B. UNE MISE EN oeUVRE N'OBÉISSANT À AUCUNE COHÉRENCE

On chercherait vainement un commun dénominateur aux considérations ayant jusqu'à présent présidé à la création des vingt-quatre agences de régulation que compte aujourd'hui la Communauté européenne. Les appels répétés de chaque composante du « triangle institutionnel » à une « rationalisation » et à une « meilleure cohérence » dans la création des agences sont à cet égard éloquents... et ce jugement ne peut qu'être partagé par l'observateur (un tantinet audacieux) qui se penche sur leur organisation interne (1), leurs missions (2) et les relations qu'elles entretiennent avec les institutions (3). À ces considérations s'ajoute l'épineuse question de la responsabilité au sein de la fonction exécutive (4).

1. L'organisation interne des agences

Quelques exemples suffiront probablement à démontrer toute la pertinence du jugement de la Commission européenne lorsqu'elle parle d'un « manque manifeste de cohérence et d'uniformité » .

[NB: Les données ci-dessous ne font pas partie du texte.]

PR #122, opened 2022-01-11
Updated devcontainer

tamirkamara:

* Move to dotnet 6 base image (still focal/ubuntu20)


eladiw (approved):
tested. lgtm

AsafMah:
Looks good, is there a reason to replace the run commands with &&?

a) La composition du conseil d'administration

Le nombre de membres composant les conseils d'administration des agences varie du simple au quintuple : de quinze pour l'Agence européenne de sécurité des aliments à environ quatre-vingt pour les agences associant les partenaires sociaux (Centre européen pour le développement et la formation professionnelle, Fondation européenne pour l'amélioration des conditions de vie et de travail, Agence européenne pour la sécurité et la santé au travail). Comme l'écrivait la Commission dans son livre blanc sur la gouvernance européenne, le problème essentiel, pour la composition des conseils d'administration, vient d'une « représentation surdimensionnée des États membres » , qui, sauf pour l'Agence européenne de sécurité des aliments, ont tous un représentant au sein du conseil d'administration.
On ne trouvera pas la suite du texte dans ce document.